Azmi Abubakar, putra Aceh yang mendirikan Museum Pustaka Peranakan Tionghoa di Serpong, pernah berkunjung ke situs makam Mayor Tan Tjin Kie di Dukuh Semar.
Dia merasa prihatin dengan situasi tapak makam sang mayor yang telah menjadi sepetak permukiman. Bahkan dia menduga, peti mati sang mayor juga masih bersemayam di bawah rumah warga.
Meski begitu, Azmi tak mau menyalahkan siapa pun. “Saya mengunjungi beberapa rumahnya yang saat ini menjadi sekolah,” kata Azmi. “Jejak-jejaknya menarik untuk ditelusuri.”
Dia teringat seorang peneliti budaya dan sastra peranakan Tionghoa bernama Claudine Salmon.

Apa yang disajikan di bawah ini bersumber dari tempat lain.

PR #1121, opened 2026-08-25
fix(rag): give the document listings a stable pagination tiebreaker

### LINKED ISSUE #1103: Give the RAG document listings a stable pagination tiebreaker
## What's wrong

The two paginated RAG document listings order by `created_at DESC` with no unique
tiebreaker, so under `offset`/`limit` a client paging a collection where two rows
share the exact `created_at` (a bulk import lands many rows in the same
microsecond) can see a row twice or skip one across page boundaries.

## Where

- `backend/app/repositories/rag_document.py` — `get_all` (added in #27) and `get_for_kb`

The sibling `vectorstore.get_documents` already adds a secondary `id` sort for
exactly this reason (`vectorstore.py`, #548); these two do not.

## Fix

Append `RAGDocument.id` (or `created_at DESC, id DESC`) as a secondary sort on both
`get_all` and `get_for_kb`, so page boundaries are deterministic.

## Acceptance criteria

- [ ] Both listings order by a unique tiebreaker; paging over tied timestamps neither repeats nor skips a row

## Notes

Found reviewing #27 (parity issue pre-dating it — both siblings lack the tiebreaker).
Low severity: timestamptz microsecond precision makes ties rare. `get_for_kb` is
frontend-consumed, so the change is additive-only (a deterministic tiebreaker never
changes non-tied order). Same cluster as #27 (see #168).

OchnikBartek:
## What

`get_all` and `get_for_kb` (`app/repositories/rag_document.py`) ordered by
`created_at DESC` with no unique secondary key. A bulk import lands many
`rag_documents` in one microsecond, so over tied timestamps that is not a total
order: an `offset`/`limit` client paging such a collection can see a row twice or
skip one across page boundaries, because each page is a separate query whose sort
of the tied rows is undefined. The sibling `vectorstore.get_documents` already
adds a secondary `id` sort for this reason (#548); these two did not.

Both listings now order by `created_at DESC, id DESC`.

## Additive

A unique tiebreaker is only consulted when `created_at` ties, so rows with
distinct timestamps keep their exact prior order — the frontend-consumed
`get_for_kb` changes only among rows sharing a `created_at` to the microsecond,
order that was previously undefined and nothing could depend on.

## How verified

Two integration tests seed six documents at one identical `created_at` and assert
the exact `id DESC` order — through `get_all`, and paged across three `get_for_kb`
pages. Six random ids hitting that sequence by heap order is ~1/720, so both fail
without the tiebreaker (verified) and are deterministic with it. `make lint`, the
guard scripts and the new tests are green.

Adversarially reviewed (a `@codex review` follows): clean, no P1/P2.

Pre-existing parity gap, found reviewing #27.

Closes #1103


OchnikBartek:
@codex review

PR #1122, opened 2026-08-25
fix(rag): move the worker's blocking file walk, hash and stat off its loop

### LINKED ISSUE #1100: Move the worker's blocking file walk/hash off its event loop
## What's wrong

Blocking filesystem work runs synchronously inside the Prefect worker's async
tasks, the same defect #25 fixed on the request path. Lower severity because it
is the worker rather than an API request, but a large tree or file still stalls
the worker's event loop with no suspension point.

## Where

- `backend/app/worker/tasks/rag_tasks.py:256` — `rglob` over a whole tree
- `:289`
- `:302` — `hashlib.sha256(filepath.read_bytes())`
- `:323` — `filepath.stat()`

(Line numbers from the #25 audit; re-confirm against current `main`.)

## Fix

`await asyncio.to_thread(...)` around each blocking call, as #25 did for
`file_upload.py` / `file_storage.py`. `rglob` + the per-file hash is the one
worth batching into a single `to_thread` over the walk rather than a hop per file.

## Acceptance criteria

- [ ] The blocking walk/hash/stat calls run off the worker loop
- [ ] The tasks still produce identical manifests/hashes

## Notes

Split out of #25, which fixed the request-path half (23a/23b) and deliberately
left the worker paths as a lower-severity follow-up. Same cluster as #25; part
of the AUD-023 blocking-IO family (see #168).

OchnikBartek:
## What

The Prefect RAG sync flows (`app/worker/tasks/rag_tasks.py`) did their filesystem
work synchronously on the worker's event loop — the defect #25 fixed on the
request path, left as a lower-severity follow-up. A large tree or file has no
suspension point: `rglob` over a directory, `sha256(read_bytes())` per file,
`stat()` and a per-file `resolve()` each stall the loop.

Each **per-file** blocking call now goes through `asyncio.to_thread`:
- the tree walk (`rglob` + a `stat` per entry via `is_file`) is one hop over
  `_walk_files`, not a hop per file;
- the per-file hash is `_hash_file`, shared by the local and connector paths;
- `stat` and `resolve` are offloaded per file.

Values are unchanged — identical walks, hashes, sizes, resolved paths — only the
thread moves. The one-off resolve/`is_file` of the sync *target* path itself is
O(1) per flow and left on the loop.

## How verified

A flow-level regression test patches `_hash_file` with a thread probe and drives
the connector skip path, asserting the hash ran off the loop thread — it fails
against the pre-offload direct call (the probe lands on the loop thread). Plus
unit tests for `_hash_file` (== the file's sha256) and `_walk_files` (non-hidden
files, recursive, no directories). `make lint` green.

Adversarially reviewed (a `@codex review` follows): no P1/P2. Two P3s, both
addressed or noted: the per-file `resolve()` the first pass left behind is now
offloaded here; and `_run_sync` (the local-directory path) shares the proven
helpers but has no flow-level probe of its own — acceptable for this
template-inherited module (not in the coverage/ty gate).

Split out of #25 (AUD-023 blocking-IO family).

Closes #1100


OchnikBartek:
@codex review

Issue #1124, opened 2026-08-25
seed --clear / delete_non_admins still 500s on the personal-org RESTRICT FK


OchnikBartek:
## What's wrong

`user_repo.delete_non_admins` (`backend/app/repositories/user.py:119`) is a bulk
`DELETE FROM users WHERE is_app_admin = false`. It bypasses
`UserService._release_owned_rows` entirely — that reconciliation runs only from
the single-row `UserService.delete` (`app/services/user.py:317`), never from the
bulk path (`app/services/user.py:79` → repo).

Every user `seed` creates goes through `UserService.register` (`app/commands/seed.py:95`),
which calls `create_personal_org` — giving each user a personal org whose
`organizations.created_by_user_id` FK is `ondelete="RESTRICT"`, `nullable=False`
(`app/db/models/organization.py:51-56`; baseline `0001_baseline.py:202-207`).

So `agenticos cmd seed --clear` (`app/commands/seed.py:88` → `delete_non_admins`)
raises `ForeignKeyViolation` on `organizations_created_by_user_id_fkey` for every
seeded non-admin user, because each owns a personal org. **A second `seed` after
a `seed --clear` — or any `--clear` on a seeded DB — 500s**, and there is no
`IntegrityError` handler, so it surfaces as an unhandled error in the command.

## Why this is not #1110

#1110 removed the NO-ACTION *invite* FK bar, which fixed the single-row
`DELETE /users/{id}` path (it goes through `_release_owned_rows` plus the new
invite `SET NULL`s). The bulk `delete_non_admins` path bypasses that
reconciliation and hits a **different** wall — the personal-org `RESTRICT` — so
#1110's invite-FK change does not lift it. Found reviewing #1110.

## Where

- `backend/app/repositories/user.py:119` — `delete_non_admins`, the bulk delete.
- `backend/app/services/user.py:79` — the service passthrough (no reconciliation).
- `backend/app/services/user.py:321` — `_release_owned_rows`, the reconciliation the bulk path skips.
- `backend/app/db/models/organization.py:51-56` — the `RESTRICT` FK.

## Fix

Either delete non-admins one at a time through `UserService.delete` (so
`_release_owned_rows` runs per user — purges/reassigns each personal org), or
give `delete_non_admins` a bulk equivalent that releases owned rows for the whole
set before the delete. The sole-owner-of-a-shared-org case
(#1117) overlaps and should be reconciled the same way.

## How you'd know it's fixed

[...]

PR #1125, opened 2026-08-26
fix(organizations): SET NULL the three invite FKs into users

### LINKED ISSUE #1110: User deletion still 500s on three NO-ACTION invite FKs
**Found while fixing #9.** Same family as #941 (account deletion).

## What's wrong

#9 reconciled the three `SET NULL`/`RESTRICT` cascades that collide with a
CHECK constraint, so a *normally-registered* user (one personal org, no
invites) now deletes cleanly. But three foreign keys to `users.id` carry **no
`ondelete`** — PostgreSQL `NO ACTION` — so they still block deletion the same
way, and this is a separate wall (a missing `ondelete`, not a CHECK conflict),
needing a migration rather than a service step:

- `OrganizationMember.invited_by_user_id` — `backend/app/db/models/organization.py:113-117`
- `Invitation.invited_by_user_id` (NOT NULL) — `backend/app/db/models/organization.py:169-173`
- `Invitation.accepted_by_user_id` — `backend/app/db/models/organization.py:186-190`

### Trigger

`DELETE /api/v1/users/{id}` (`UserService.delete`) 500s for any user who has
**invited someone** — the invitee's `OrganizationMember.invited_by_user_id` and
the `Invitation.invited_by_user_id` row both still reference the deleted user,
and `NO ACTION` raises a `ForeignKeyViolationError` at the end of the statement.
There is no `IntegrityError` handler in `app/api/exception_handlers.py`, so it
becomes a 500. This is a common case in any real deployment.

`delete_non_admins` (`app/repositories/user.py:119`, used by `seed --clear`)
hits the same NO-ACTION wall in bulk — #9 left it untouched for this reason.

## Fix

Pick the right `ondelete` per column and add a migration:

- `invited_by_user_id` (both tables): `SET NULL` — "who invited them" is audit
  context that should outlive the inviter, matching how the secret/KB
  attribution FKs already `SET NULL`. `Invitation.invited_by_user_id` is
  currently `NOT NULL`, so it must be made nullable in the same migration.
- `Invitation.accepted_by_user_id`: `SET NULL` (already nullable).

Then handle `delete_non_admins`: with the FKs fixed it should no longer 500, but
add coverage that seeds an inviter + an invitation and asserts the bulk clear
succeeds.

## How I'd know it's fixed

- [ ] Integration test: a user who invited another member can be deleted; the
      invitee's membership survives with `invited_by_user_id` nulled.
- [ ] Integration test: `delete_non_admins` succeeds on a DB holding
      invitations authored by non-admins.
- [ ] `make test-migrations` green (forward + back).

## Minor, same area

`OrganizationService.purge` drops org-scoped collections' vector tables only
when a store is wired in (the org-delete route). A **personal** org deleted via
account teardown (`UserService.delete`) has no store, so its org-scoped
collections' `rag_<collection>` tables are orphaned (rows are still removed).
Minor dev-side leak; close it by threading a store into the user-delete route or
a background cleanup.

Part of the deletion cluster on #168.

OchnikBartek:
> **Stacked on #9** (`fix/9-delete-cascade-check-reconcile`). Based against that branch so the diff is only #1110's; the `DELETE /users/{id}` test relies on #9's `_release_owned_rows`. **Retarget to `main` once #9 (PR #1112) merges.**

## What

Three foreign keys into `users.id` — `OrganizationMember.invited_by_user_id`, `Invitation.invited_by_user_id`, `Invitation.accepted_by_user_id` — carried no `ondelete`, so PostgreSQL's NO ACTION made each an **absolute bar on deleting the referenced user**. #9 reconciled the CHECK-versus-cascade collisions, but a user who had ever invited another member still failed `DELETE /users/{id}` with a foreign-key violation surfaced as a 500 — common in any real deployment.

All three become `ON DELETE SET NULL`: who invited a member and who accepted an invitation are audit context that should outlive the user, the way the secret/KB attribution FKs already null. `Invitation.invited_by_user_id` was NOT NULL, so **migration 0056** makes it nullable in the same step (set on every create, null only once the inviter is gone).

## Tests

Three real-Postgres integration tests (`tests/integration/test_user_deletion_invites.py`):
- deleting an inviter leaves the invitee's membership and the invitation, both with the inviter nulled;
- deleting the accepter nulls `accepted_by_user_id`;
- the SET NULL fires on the bulk `delete_non_admins` path too.

Each **fails without the model change**. Migration applies forward+back+forward on a scratch DB; `alembic check` reports no drift. `make lint` + `make test` green (6912 passed, coverage 100%).

## Deliberately out of scope → #1124

`seed --clear`'s bulk `delete_non_admins` still 500s on `organizations.created_by_user_id` **RESTRICT** for a user who owns a personal org — that path bypasses `_release_owned_rows` and hits a different FK/mechanism than the invite bar. Filed as #1124 (found reviewing this).

Closes #1110
Refs #9, #1124

### DIFF
--- a/backend/alembic/versions/0056_invite_fk_ondelete.py
+++ b/backend/alembic/versions/0056_invite_fk_ondelete.py
@@ -1,0 +1,98 @@
+"""Let a deleted user keep their invite audit trail instead of blocking deletion.
+
+Three foreign keys into `users.id` - who invited a member, who authored an
+invitation, who accepted one - carried no `ondelete`, so PostgreSQL's NO ACTION
+made any of them an absolute bar on deleting the referenced user. #9 reconciled
+the CHECK-versus-cascade collisions for a normally-registered user, but a user
+who had ever invited another member still failed `DELETE /users/{id}` with a
+foreign-key violation surfaced as a 500 (#1110).
+
+`SET NULL` on all three: who invited a member and who accepted an invitation are
+audit context that should outlive the user, the way the secret and
+knowledge-base attribution FKs already null. `invitations.invited_by_user_id`
+was NOT NULL, so it is made nullable in the same step - it is set on every create
+and null only once the inviter is gone.
+
+The downgrade re-tightens that column to NOT NULL, which fails if the SET NULL
+schema has run long enough for an inviter to be deleted and left a null behind -
+the standard nullable->NOT NULL rollback risk, no data loss, and it aborts
+cleanly.
+"""
+
+from collections.abc import Sequence
+
+import sqlalchemy as sa
+
+from alembic import op
+
+revision: str = "0056_invite_fk_ondelete"
+down_revision: str | Sequence[str] | None = "0055_sandbox_operations"
+branch_labels: str | Sequence[str] | None = None
+depends_on: str | Sequence[str] | None = None
+
+
+def upgrade() -> None:
+    op.drop_constraint(
+        "organization_members_invited_by_user_id_fkey", "organization_members", type_="foreignkey"
+    )
+    op.create_foreign_key(
+        "organization_members_invited_by_user_id_fkey",
+        "organization_members",
+        "users",
+        ["invited_by_user_id"],
+        ["id"],
+        ondelete="SET NULL",
+    )
+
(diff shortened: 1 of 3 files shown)


OchnikBartek:
@codex review

PR #1127, opened 2026-08-26
fix(dev): judge the reload beat on wall clock, not monotonic

### LINKED ISSUE #1080: Dev-stack watchdog kills a healthy reloaded server and leaves nothing serving

OchnikBartek:
## What

The local dev stack runs `python -m cli.reload_supervisor`, whose `SupervisedReload` replaces a worker whose event loop has stopped turning. The worker reports liveness through uvicorn's `Config.callback_notify`, which `Server.on_tick` calls only once **`time.time() - last_notified > timeout_notify`** — so the beat **cadence is gated on the wall clock**. The beat stamped `time.monotonic()` and the supervisor judged with `time.monotonic() - beat` — a *different* clock from the one the cadence runs on.

On Docker Desktop's VM the wall clock can stall for tens of seconds relative to monotonic while the loop keeps serving. The cadence froze while the monotonic verdict climbed, so a **healthy, serving worker was read as wedged and killed** — and the replacement, beating once then killed again on the next poll, is the "container Up, nothing serving" the issue also reports. The module's own docstrings already named the mismatch.

## Fix

The beat now stamps `time.time()` and the verdict reads `time.time() - beat` — both on the clock uvicorn gates the cadence on, so they cannot diverge: a stalled wall clock stalls the cadence and the reading together.

`app/core/watchdog.py` (the in-process watchdog on the other two stacks) is **left untouched** — it beats via `loop.call_later` and judges with `time.monotonic()`, both the event loop's own clock, so it is internally consistent and never used uvicorn's notify hook. The issue pointed here, but the killer's log line is `SupervisedReload`'s.

## Trade, stated

A real wedge coinciding with a *backward* NTP step reads `silent_for` negative for the length of the step and defers the verdict — bounded by `POLLS_BEFORE_WEDGED`, self-healing once the wall clock passes `beat + WEDGED_AFTER`, and local-dev only. Since uvicorn gates the cadence on wall time, a wall-clock verdict is the only self-consistent choice.

## Tests

A new test pins both clocks divergent (monotonic ahead, wall stalled at the beat) and asserts no replacement past `POLLS_BEFORE_WEDGED`; it and the heartbeat-stamp test both **fail against the monotonic code** (verified by reverting). The ~18 existing beat-value assertions move to `time.time()`; the harness deadline loops stay monotonic. `make lint` + `make test` green (6901 passed, coverage 100%). Root cause verified against uvicorn 0.52.3's `on_tick` source.

Closes #1080

### DIFF
--- a/backend/cli/reload_supervisor.py
+++ b/backend/cli/reload_supervisor.py
@@ -40,10 +40,12 @@ while every request times out (#336).
 
 So the worker also says, from its own event loop, that the loop is turning.
 uvicorn already has the hook: `Config.callback_notify` is awaited by
-`Server.on_tick` every `timeout_notify` seconds, which is the integration point
-systemd's watchdog uses. The callback stamps `time.monotonic()` into a shared
-cell; the supervisor reads the cell on the same quiet poll as everything else,
-and replaces a worker whose loop has not turned for `WEDGED_AFTER` seconds.
+`Server.on_tick` once `time.time()` has advanced past `timeout_notify` since the
+last beat, which is the integration point systemd's watchdog uses. The callback
+stamps `time.time()` into a shared cell - the same wall clock the cadence is
+gated on, so the verdict cannot diverge from it (#1080); the supervisor reads
+the cell on the same quiet poll as everything else, and replaces a worker whose
+loop has not turned for `WEDGED_AFTER` seconds.
 
 Four properties of that choice are the reason for it:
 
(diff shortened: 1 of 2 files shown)


OchnikBartek:
@codex review

PR #1130, opened 2026-08-26
perf(organizations): batch the vault and org listing N+1 queries

### LINKED ISSUE #953: Two listings query per row where the code beside them batches
Two list endpoints run a query per row. In one of them the same function batches
two other lookups and documents doing so.

**Severity: Medium** · AUD-007, audit of 2026-08-19

## 7a. The vault listing

`backend/app/services/organization_secret.py:121`

Lines 99-119 batch the member identities and the grant counts, with a comment
saying why:

> How far each key reaches, in one grouped query rather than one per row. A
> listing that only says "private" cannot distinguish a key nobody else has from
> one five people were handed.

And then the loop at `:121` calls `organization_secret_repo.agents_using(...)`
per secret. An organization with thirty secrets loads its Vault page in
thirty-one queries. The rule was known and applied twice out of three times.

## 7b. The organization listing

`backend/app/services/organization.py:101` — `list_for_user` runs **two** queries
per organization, and one of them is redundant:

```python
for org in orgs:
    membership = await member_repo.get(self.db, organization_id=org.id, user_id=user_id)
    count = await organization_repo.count_members(self.db, org.id)
```

`organization_repo.list_for_user` (`repositories/organization.py:63`) already
joins `OrganizationMember` on that user to decide the row belongs in the result,
so the role it re-fetches was within reach of the first query. A user in eight
organizations costs 1 + 16 queries where 2 would do, on the endpoint the
organization switcher reads.

## How it fails

No failure — latency proportional to row count on two pages that should be flat.
It matters because both are read on navigation rather than on demand.

## Fix

The pattern is in the file above the bug.

```python
# vault: one grouped count keyed by secret id, like `count_for_resources` above it
usage = await organization_secret_repo.agents_using_many(
    self.db, organization_id=ctx.organization_id, secret_ids=[s.id for s in secrets]
)

# organizations: return the role from the join that already has it, and one
# grouped count for the sizes
select(Organization, OrganizationMember.role, func.count(...)).join(...).group_by(...)
```

## Acceptance criteria

- [ ] Both endpoints issue a constant number of queries regardless of row count
- [ ] Regression test: a query-count assertion on each, with two rows and with twenty

OchnikBartek:
## What

Two list endpoints ran a query per row where the code beside them already batched (#953).

**Vault listing.** It resolved emails and grant counts in one grouped query each, then asked which agents bind each secret **one secret at a time** — a thirty-secret vault loaded in thirty-one queries. `agents_using_for_secrets` answers the whole page in one: it unnests each agent's draft-spec capabilities and matches the bound `secret_id` against the requested set, grouped back per secret in Python. Semantically the same as the per-secret `@>` containment it replaces — a `CASE` guards `jsonb_array_elements` off a spec whose `capabilities` is not an array (the rows the old containment skipped) — and it keeps the tenant scope and name ordering.

**Organization listing.** `list_for_user` ran two queries per org: one to re-read the caller's membership for its role, one to count members. The role now rides the membership join the listing already makes, and `member_counts_for` counts a whole page in one grouped read. The per-row `member_repo.get` (redundant — the org came from that very join) and `count_members` are gone from the listing; `count_members` stays for the single-org read.

## Tests

Real-Postgres integration tests pin the batched SQL — grouping by secret, the non-array guard, dedup, tenant isolation, the role-carrying join, the grouped counts. A service test asserts the listing no longer makes a per-row `member_repo.get`/`count_members` call. `make lint` + `make test` green, coverage 100% including the gated `agents_using_for_secrets`.

Closes #953

### DIFF
--- a/backend/app/repositories/organization.py
+++ b/backend/app/repositories/organization.py
@@ -83,14 +83,37 @@ async def reassign_creator(
     return org
 
 
-async def list_for_user(db: AsyncSession, user_id: UUID) -> list[Organization]:
+async def list_for_user(db: AsyncSession, user_id: UUID) -> list[tuple[Organization, str]]:
+    """Each organization the user belongs to, with the role their membership carries.
+
+    The role comes off the same membership row the join already filters on, so a
+    caller needs no second per-organization lookup to learn it (#953).
+    """
     result = await db.execute(
-        select(Organization)
+        select(Organization, OrganizationMember.role)
         .join(OrganizationMember, OrganizationMember.organization_id == Organization.id)
         .where(OrganizationMember.user_id == user_id)
         .order_by(Organization.is_personal.desc(), Organization.created_at.asc())
     )
-    return list(result.scalars().all())
+    return [(org, role) for org, role in result.all()]
+
+
+async def member_counts_for(db: AsyncSession, org_ids: list[UUID]) -> dict[UUID, int]:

Peneliti asal Prancis itu pernah singgah di museumnya beberapa tahun silam.
Salmon, yang saat itu berusia 80-an tahun, blusukan mengunjungi makam-makam Tionghoa di berbagai kota. Dia biasanya ditemani sahabatnya yang juga peneliti budaya Tionghoa di Indonesia, Myra Sidharta namanya. Kini kedua perempuan itu sudah sama sepuhnya. “Saya kira mereka sedang mengumpulkan data bongpai-bongpai itu menjadi suatu sumber informasi sejarah,” ujar Azmi.
“Kenapa orang kita tidak ada yang kayak begitu ya,” ujarnya heran. “Maksud saya, apakah kita menganggap itu tidak terlalu penting?”
Padahal, “Makam-makam tua merupakan catatan sejarah,” protesnya. “Tidak hanya bermakna sebagai penanda siapa yang meninggal di situ tetapi juga ada informasi (yang) kita bisa lihat kapan dia meninggal dan siapa saudaranya.”
Menurut Azmi, pembiaran dan penggusuran makam-makam Tionghoa itu karena “Kita tidak menganggapnya bagian dari keluarga besar kita, leluhur kita. Nah, cara berpikir itu yang penting sekali menjawab agar tidak terjadi penelantaran terhadap makam-makam Tionghoa.”
Dia menambahkan seandainya Tan Tjin Kie dianggap sebagai bagian sejarah bangsa atau bagian dari sejarah Cirebon, tentu makamnya akan selamat. Sayangnya, sampai hari ini Azmi belum melihat munculnyatanggung jawab bersama terhadap makam-makam tua itu yang terbengkalai itu.
“Seandainya itu bukan makam Tionghoa, mungkin beda perlakuannya,” tegasnya.
Makam-makam tua ibarat monumen yang menyimpan cerita tentang sejarah sosial sebuah kota. Kini, kita masih memiliki pekerjaan rumah untuk merawat makam-makam tua yang tersisa supaya kemegahan, pengetahuan, dan peradaban silam tidak berakhir mengenaskan.